====== Extracted data ======

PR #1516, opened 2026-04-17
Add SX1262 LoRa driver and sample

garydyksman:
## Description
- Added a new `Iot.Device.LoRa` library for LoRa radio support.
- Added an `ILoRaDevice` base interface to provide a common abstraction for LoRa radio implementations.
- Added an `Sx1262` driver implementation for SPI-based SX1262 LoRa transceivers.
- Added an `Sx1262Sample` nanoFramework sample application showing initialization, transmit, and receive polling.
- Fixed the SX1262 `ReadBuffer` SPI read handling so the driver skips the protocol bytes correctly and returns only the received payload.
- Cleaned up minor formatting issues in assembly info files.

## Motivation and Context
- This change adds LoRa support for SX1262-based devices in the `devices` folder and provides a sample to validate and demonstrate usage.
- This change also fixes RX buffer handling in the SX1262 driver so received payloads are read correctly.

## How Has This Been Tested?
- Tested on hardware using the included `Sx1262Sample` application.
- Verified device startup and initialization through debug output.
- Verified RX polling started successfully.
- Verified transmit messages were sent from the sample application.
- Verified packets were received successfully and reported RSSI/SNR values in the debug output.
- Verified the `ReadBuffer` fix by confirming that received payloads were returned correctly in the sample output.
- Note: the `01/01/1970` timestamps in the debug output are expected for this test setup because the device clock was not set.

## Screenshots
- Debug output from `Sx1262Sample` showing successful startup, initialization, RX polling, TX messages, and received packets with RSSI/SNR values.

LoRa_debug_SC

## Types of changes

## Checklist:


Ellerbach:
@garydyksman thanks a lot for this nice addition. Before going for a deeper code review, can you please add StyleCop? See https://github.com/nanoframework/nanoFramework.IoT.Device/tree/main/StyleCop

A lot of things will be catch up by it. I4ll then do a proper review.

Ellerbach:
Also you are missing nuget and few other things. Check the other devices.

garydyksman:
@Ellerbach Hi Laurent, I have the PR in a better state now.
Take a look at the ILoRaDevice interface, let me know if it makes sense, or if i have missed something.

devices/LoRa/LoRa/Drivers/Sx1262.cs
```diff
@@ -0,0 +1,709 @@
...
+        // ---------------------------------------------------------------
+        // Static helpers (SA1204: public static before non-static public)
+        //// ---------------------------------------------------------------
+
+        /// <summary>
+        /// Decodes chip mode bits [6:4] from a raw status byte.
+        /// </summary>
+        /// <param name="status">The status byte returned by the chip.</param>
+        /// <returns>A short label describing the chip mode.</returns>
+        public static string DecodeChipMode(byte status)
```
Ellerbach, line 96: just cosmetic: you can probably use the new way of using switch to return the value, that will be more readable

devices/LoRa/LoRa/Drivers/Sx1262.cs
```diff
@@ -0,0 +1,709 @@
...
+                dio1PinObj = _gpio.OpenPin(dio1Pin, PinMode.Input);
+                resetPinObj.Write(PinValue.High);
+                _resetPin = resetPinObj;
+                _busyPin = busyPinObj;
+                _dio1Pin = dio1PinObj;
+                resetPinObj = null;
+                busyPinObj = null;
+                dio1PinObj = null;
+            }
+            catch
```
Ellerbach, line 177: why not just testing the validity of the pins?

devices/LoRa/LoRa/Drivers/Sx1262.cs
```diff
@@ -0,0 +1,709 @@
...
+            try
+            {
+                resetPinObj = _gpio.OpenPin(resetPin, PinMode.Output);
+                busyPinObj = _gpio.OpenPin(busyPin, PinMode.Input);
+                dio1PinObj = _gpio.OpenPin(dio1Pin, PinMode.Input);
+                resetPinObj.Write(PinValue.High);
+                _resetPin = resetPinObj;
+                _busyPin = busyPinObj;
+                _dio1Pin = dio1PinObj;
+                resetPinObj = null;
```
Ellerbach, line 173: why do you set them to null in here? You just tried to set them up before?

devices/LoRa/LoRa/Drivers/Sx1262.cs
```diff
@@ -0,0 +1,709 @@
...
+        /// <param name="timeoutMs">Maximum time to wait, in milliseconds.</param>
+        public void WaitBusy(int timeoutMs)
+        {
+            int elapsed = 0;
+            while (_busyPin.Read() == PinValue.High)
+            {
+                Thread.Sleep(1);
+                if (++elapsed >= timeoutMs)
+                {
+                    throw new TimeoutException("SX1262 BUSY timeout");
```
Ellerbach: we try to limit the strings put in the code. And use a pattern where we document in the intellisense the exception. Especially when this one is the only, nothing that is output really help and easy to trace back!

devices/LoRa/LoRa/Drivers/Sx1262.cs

======
====== Extracted data ======

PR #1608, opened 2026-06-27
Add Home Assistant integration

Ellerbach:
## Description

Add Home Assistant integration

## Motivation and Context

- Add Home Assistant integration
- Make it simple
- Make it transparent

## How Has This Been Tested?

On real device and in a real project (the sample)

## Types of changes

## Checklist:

======

Work task -> What this exercise asks for is every line of the data above with the word "packets".

Completed task ->
- Verified packets were received successfully and reported RSSI/SNR values in the debug output.
- Debug output from `Sx1262Sample` showing successful startup, initialization, RX polling, TX messages, and received packets with RSSI/SNR values.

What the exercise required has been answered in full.